There was a taboo that I had learnt from my mom, which is to put some salt on top of the cauldron and when the rice was being cooked and looks nearly ready, use a knife to stab the rice all around the cauldron and command it to “cook, cook, cook,”.
Actually, it was to open up some spaces for the steam to rise. As for the salt, my mom said it was to feed the rocket stove genie. Even having a third eye would not even let me see the genie until now.
The smell of the rice indicates that it is ready soon and was already very enticing and I showed them how to test the rice by stirring and loosening it up and to take a small pinch out in the palm and eat from there. Never use a spoon to taste the food but use the spoon to pour a sample to test from the palm.
The halved and intact chicken was placed in a wire barbecue thingy and was told to roast it in the fire. I explained that one fowl would be good for 4 pax. The roasted chicken had some salt and pepper to sprinkle and turned over until its golden brown and place aside.
Next would be the lemon extract and everyone learnt a new hack. I rolled the lemon on the countertop to soften and get the juices out first. Then when I halved it, the juices come out freely. I gave them a basket full of it and told them to do the same and extract the juices.
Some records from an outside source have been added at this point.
PR #578, opened 2021-12-07
Add ObserverMethod#getDeclaringBean method.

### LINKED ISSUE #563: Portable Extension's `ObserverMethod` doesn't expose the declaring `Bean`
The Build Compatible Extension API has a method `ObserverInfo.bean()` that provides access to the _bean_ that declares given observer. The Portable Extension API only has `ObserverMethod.getBeanClass()` (providing access to the _class_ that declares given observer).

To keep BCExtensions a strict subset of PExtensions, either we have to remove `ObserverInfo.bean()`, or add `ObserverMethod.getDeclaringBean()` (copying the name from Weld's `ObserverMethodImpl`, which does expose the declaring bean).

manovotn:
Fixes #563 

I am deliberately keeping the return value for synth observers undefined because I understand some implementations can choose to return `null` but in Weld this is apparently never the case and instead synth. OMs belong to the extension declaring them.

### DIFF
--- a/api/src/main/java/jakarta/enterprise/inject/spi/ObserverMethod.java
+++ b/api/src/main/java/jakarta/enterprise/inject/spi/ObserverMethod.java
@@ -56,6 +56,16 @@ public interface ObserverMethod<T> extends Prioritized {
     public Class<?> getBeanClass();
 
     /**
+     * <p>
+     * Obtains the {@linkplain Bean bean} that declares the observer method.
+     * For synthetic observers, the return value is undefined.
+     * </p>
+     *
+     * @return the declaring {@linkplain Bean bean}
+     */
+    public Bean<?> getDeclaringBean();
+
+    /**
      * Obtains the {@linkplain jakarta.enterprise.event observed event type}.
      * 
      * @return the observed event {@linkplain Type type}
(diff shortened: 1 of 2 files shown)


Ladicek:
The Build Compatible Extension API demands that for synthetic observers, `ObserverInfo.bean()` returns `null`. Can that be implemented on top of this?

manovotn:
> The Build Compatible Extension API demands that for synthetic observers, `ObserverInfo.bean()` returns `null`. Can that be implemented on top of this?

@Ladicek that sounds like a mistake we made. I think the declaring class and the declaring bean are both (in case of Portable Extensions) derived from https://github.com/eclipse-ee4j/cdi/blob/master/api/src/main/java/jakarta/enterprise/inject/spi/configurator/ObserverMethodConfigurator.java#L76-L82
According to spec, it'll always result in a non-null value. On top of that, for your StillDI impl, I expect this to default to the class of the Portable Extension via which we implement build compatible extensions.

So the way I see it, we have two options:
* State in Lite it is undefined return value for synth observers
* State in Lite that the return value is the extension defining it
  * I don't think this is possible because in Lite, compatible extensions are *not* beans

Ladicek:
Actually I'm looking at it again and it seems even my `ObserverInfo.isSynthetic()` method implementation is wrong (because `ProcessSyntheticObserverMethod.getAnnotatedMethod()` is non-portable). Wow.

Ladicek:
At the same time, one can distinguish synthetic observers from non-synthetic by the event type, and so it is not possible to invoke any of these non-portable methods. So it's all good.

Ladicek (approved):

Ladicek:
With this change https://github.com/weld/core/pull/2605, all should be fine and this can be merged.

manovotn:
> With this change [weld/core#2605](https://github.com/weld/core/pull/2605), all should be fine and this can be merged.

Thanks a lot for that!

PR #580, opened 2021-12-08
Add explicit notes to APIs that are not required to be present in CDI Lite

Ladicek:


manovotn (approved):
Good thinking, this makes the limitations of CDI API in Lite more visible from plain javadoc!

Ladicek:
Yup, this is just to [slightly] improve usability of the API source code.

The juices were mixed with honey, sesame oil, salt and pepper. I told them to spread this over the chicken when it was about to be served. Next would be the sides and the sides are salad leaves, sliced tomatoes and cucumber and steamed eggs that need to be sliced.
I used a piece of thread and tie it on the counter and that is going to be used to slice the steamed egg. After putting all the sides around an oval serving plate I then made another sauce. It’s a sweet and spicy sauce that is being made with chilli, garlic, shallots, ginger, vinegar, salt, sugar, sesame oil and thickener.
All the raw ingredients were blended and were made to be boiled with vinegar with all the other stuff added inside. Water was being used to thin it abit and I told them that this sauce needs to be evaporated and becomes a thick sauce. The process takes from 1 to 2 hours time depending on how ‘fierce’ the fire from the rocket stove would be.
I took a high stool and sat and narrated them on how to prepare the mid-afternoon snack, dinner, as well as supper and they, took down the notes and from that notes, I would observe how fast their creativity and imaginative minds would work.
“Culinary is an art, a passion as well as using one’s creativity, whether to serve a single person or a 100 people in a buffet style. Just by looking at the ingredients and the name of the menu, you could use it to twist them around and create your own menus.”
“This week you would be guided but the next you would have the ingredients before you and you need to brief me what you would be doing for lunch, mid-afternoon snacks, dinner and supper.”
“One thing to remember is, recipes are there for a guideline. You would need to use your creativity and wildest imagination to create it and call it your own. Remember that, ok?”
The interns nodded and find that they had learnt something valuable in their path. When they heard the salary that they would be getting and also a 20% cut from there for my commission for 6 months, they didn’t mind it at all because what they are getting is almost 2x to 3x the amount that was offered by some of the nobles.
It was almost lunchtime and 7 platters were set with the sides and it was time to pour the sweet-spicy sauce around the platter and arrange the roasted chicken in the centre and to bask the roasted chicken with the lemon juice.
Each of the interns took the platter with the lemon roasted chicken and rice in the chafing dish. Each serving of rice would be shaped in a medium bowl before it was upturned on a plate. They saw how it was done and told me it was the first time they had seen this way.
“There’s always a first time for everything, eh?”